Como somos animais agressivos e guerreiros (vide Gaza), não é difícil imaginar as guerras que teriam exterminado os neandertais. Mas isso não passa de uma hipótese a ser comprovada ou derrubada pelas pesquisas que ainda estão em andamento no material recolhido nessas escavações.

Mais informações: Homo sapiens reached the higher latitudes of Europe by 45,000 years ago. Nature https://doi.org/10.1038/s41586-023-06923-7 2023

Quando o Homo sapiens chegou na Europa, aproximadamente 50 mil anos atrás, não encontrou somente animais, encontrou um outro ser vivo, o Homo neanderthalensis, muito parecido com ele. Os neandertais usavam o fogo, lascavam pedras para fazer flechas e lanças, e tinham um modo de vida parecido: coletavam plantas, caçavam, e gostavam de morar em cavernas.

Eles tinham chegado na Europa muito antes, aproximadamente 400 mil anos atrás. Quando nossa espécie surgiu na África, 250 mil anos atrás, os neandertais já viviam há muito na Europa. Mas 15 mil anos depois da chegada da nossa espécie, os neandertais desapareceram. O motivo de sua extinção é um mistério. Muitos cientistas acreditam que eles perderam espaço para os humanos ou foram mortos por nossos ancestrais.

Que houve uma grande interação entre as duas espécies ninguém duvida. A presença de DNA de neandertais em nosso genoma demonstra que houve sexo entre as espécies. Os filhos dessas noites de amor (ou seriam estupros?) estão aqui entre nós. Eu mesmo tenho pedaços de DNA neandertal em meu genoma.

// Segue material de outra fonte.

PR #420, opened 2018-11-14
PXD-1976 feat/dd graph

qingyashu:
- Branch deployed in https://qingya.planx-pla.net/DD, try it! 
- Design sheets: https://uchicago.app.box.com/folder/56881020248
- JIRA ticket link: https://jira.opensciencedatacloud.org/browse/PXD-1976

### New Features
- Implemented new graph and table view for data dictionary


ZakirG:
Looks so good!! Works very well. There was one moment where it kind of froze and I got a console error `Error: <g> attribute transform: Expected number, "…le(0) translate(NaN, NaN) ".` But I wasn't able to reproduce it :) 

Some thoughts:

- I think it would be helpful if when you click on "See it on graph", the canvas is reset (whatever the canvas reset button does), so that the node is guaranteed to be in the viewport. In the current implementation, if the graph view doesn't include the node at the time that the See it on graph button is clicked, the user won't see that node in the graph.

- I feel like the text inside the graph-drawer__node rectangles in the Graph View should not be selectable, since the nodes are buttons. Same for the text inside the Graph View and Table View tabs. 

- Can you make the x button (node-popup__close) inside the node popups bigger? I have some trouble clicking it.

- In the open node layout (after you click Open properties) the table has a slight border, which doesn't match the design. You can get rid of it with  .data-dictionary-property-table__data:last-child and :first-child selectors. 


Thoughts that might be applicable to a future PR, if there's a design discussion:

- It seems like most of the pieces in the graph view have border-radius of 0. I feel like this is inconsistent with the rest of the site -- on the homepage, all the panels and buttons are gently rounded with a small border-radius. 

- I would prefer a smaller border-radius on the Graph View / Table View selector, it feels very round compared to the site's norm.

philloooo:
just comment about the pr description: let's put these miscellaneous info at the top? the new feature section should just have one new feature that's the new graph page

qingyashu:
Thanks for the helpful comments! 😍   I have fixed the 2 mentioned bugs and improved the styles according to suggestions (except some I will confirm with designers to find better solutions, like background color for overlay table). Please have a check and let me know if there's other bugs I missed.

ZakirG:
Looks perfect!

src/DataDictionary/table/DataDictionaryTable/index.js
```diff
@@ -0,0 +1,21 @@
+import { connect } from 'react-redux';
+import localconf from '../../../localconf';
```
abgeorge7: It might be better to just import `appname` since thats all thats being used from here

src/GraphUtils/utils.js
```diff
@@ -1,3 +1,28 @@
+const getGraphToDotString = (nodes, edges, treeLevel2Names) => {
+  const whRatio = 1;
+  let graphString = 'digraph dictionary {\n';
+  // graphString += 'concentrate=true\n';
```
abgeorge7: extra comments

src/index.jsx
```diff
@@ -21,15 +21,15 @@ import ExplorerPage from './Explorer/ExplorerPage';
 import CoreMetadataPage from './CoreMetadata/page';
 import { fetchCoreMetadata } from './CoreMetadata/reduxer';
 import IndexPage from './Index/page';
-import DataDictionary from './DataDictionary/ReduxDataDictionary';
-import DataDictionaryNode from './DataDictionary/ReduxDataDictionaryNode';
+import DataDictionary from './DataDictionary/.';
+// import DataDictionaryNode from './DataDictionary/ReduxDataDictionaryNode';
```
abgeorge7: extra comment

src/DataDictionary/graph/GraphCalculator/GraphCalculator.jsx
```diff
@@ -0,0 +1,156 @@
...
+    const newHighlightingNode = nextProps.highlightingNode;
+    const newFurtherHighlightingNodeID = nextProps.furtherHighlightingNodeID;
+    if (this.oldHighlightingNode !== newHighlightingNode) {
+      const relatedHighlightedNodeIDs = calculateHighlightRelatedNodeIDs(
+        newHighlightingNode,
+        this.props.nodes,
+      );
+      this.props.onHighlightRelatedNodesCalculated(relatedHighlightedNodeIDs);
+      const furtherClickableNodeIDs = newHighlightingNode ? newHighlightingNode.outLinks : [];
+      this.props.onFurtherClickableNodeIDsCalculated(furtherClickableNodeIDs);
```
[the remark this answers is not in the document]
qingyashu: 😛  It means when a node (let's say node A) is clicked, after highlighting A and all related nodes we will also allow some of the highlighted nodes clickable (we allow all A's descendent nodes clickable, but this interaction spec might change if we change design).... How about I change the variable name to `secondStepClickableNodes`... sorry I know interactions here is very complicated couldn't think a better name....

src/DataDictionary/graph/GraphDrawer/GraphDrawer.jsx
```diff
@@ -0,0 +1,249 @@
...
+    return (
+      <g
+        className='graph-drawer'
+        transform={`scale(${fittingScale}) translate(${fittingTransX}, ${fittingTransY}) `}
+        ref={this.graphDomRef}
+      >
+        { // edges
+          this.props.edges.map((edge, i) => {
+            let edgeRelatedClassModifier = '';
+            if (this.props.highlightingNode) {
```
thanh-nguyen-dang: You should split this function to multiple ones to be more readable.
- draw edges (in some condition)
- draw nodes (in some condition)

zflamig:
Not a big thing, but the zoom buttons are a bit unfriendly. When we zoom out/zoom in can we make sure that what is centered on the screen stays centered? Right now it moves off to the right. I also think we could make it zoom in/out faster at maybe 2x the current rate per click?

src/DataDictionary/graph/GraphCalculator/graphCalculatorHelper.js
```diff
@@ -0,0 +1,520 @@
...
+    dictionary,
+    counts_search: countsSearch,
+    links_search: linksSearch,
+  }, true, []);
+  const dotString = createDotStrinByNodesEdges(nodes, edges);
+  const viz = new Viz({ Module, render });
+  return viz.renderJSONObject(dotString)
+    .then((renderedJSON) => {
+      // draw nodes
+      const renderedNodes = renderedJSON.objects
```
thanh-nguyen-dang: should we separate to sub-functions for this `renderNodes` and `renderEdges` as well?

src/DataDictionary/graph/GraphCalculator/graphCalculatorHelper.js
```diff
@@ -0,0 +1,520 @@
...
+export const getNodeIDsThatHaveNoInLinks = (
+  subgraphNodeIDs,
+  subgraphEdges,
+  wholeGraphNodes,
+) => {
+  const resultIDs = [];
+  subgraphNodeIDs.forEach((nodeID) => {
+    const node = wholeGraphNodes.find(n => n.id === nodeID);
+    const inLinks = node.inLinks
+      .filter(inNodeID => subgraphNodeIDs.includes(inNodeID))
```
thanh-nguyen-dang: this logic and the later one in `getNodeIDsThatHaveNoOutLinks` are very similar. Should we:
- create a filter function receive lists as parameters
- for filter that are different you can pass it as a parameter
- and give the filter functions meaningful names?

src/DataDictionary/graph/GraphCalculator/graphCalculatorHelper.js
```diff
@@ -0,0 +1,520 @@
...
+import { truncateLines, graphStyleConfig } from '../../utils';
+import { getCategoryColor } from '../../NodeCategories/helper';
+
+export const getAllTypes = (nodes) => {
+  const types = nodes.map(node => node.type);
+  const uniqueTypes = _.uniq(types);
+  return uniqueTypes;
+};
+
+export const getAllChildrenNodeIDs = (highlightingNode, nodes) => {
```
thanh-nguyen-dang: In general, could you put some comments in this file so that we can understand more about the logic that you use to compute the position of nodes and edges.
You can also name the condition and some specific calculating functions meaningful name to increase the readability.

qingyashu:
Hey~ thanks for feedbacks! I have update the code: 
1. refine zoom speed and zoom center, also add animation for zooming
2. refactoring some code according to @thanh-nguyen-dang 's comments. 

Please have a check again (https://qingya.planx-pla.net/dd) and see what bug I missed. Thanks~~

qingyashu:
Also I am having a list of style improvement feedbacks from our designer but I will make them to next PRs..(after search function)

Será que essas espécies trocaram tecnologias? Será que conseguiam conversar? Como foi essa interação que durou milhares de anos? É exatamente por esse motivo que a descoberta de que as duas espécies habitaram uma mesma caverna no Norte da Europa é tão importante. São lugares como esse que podem nos dar uma pista de como foi nossa interação com os neandertais e talvez começar a explicar nosso possível envolvimento na sua extinção.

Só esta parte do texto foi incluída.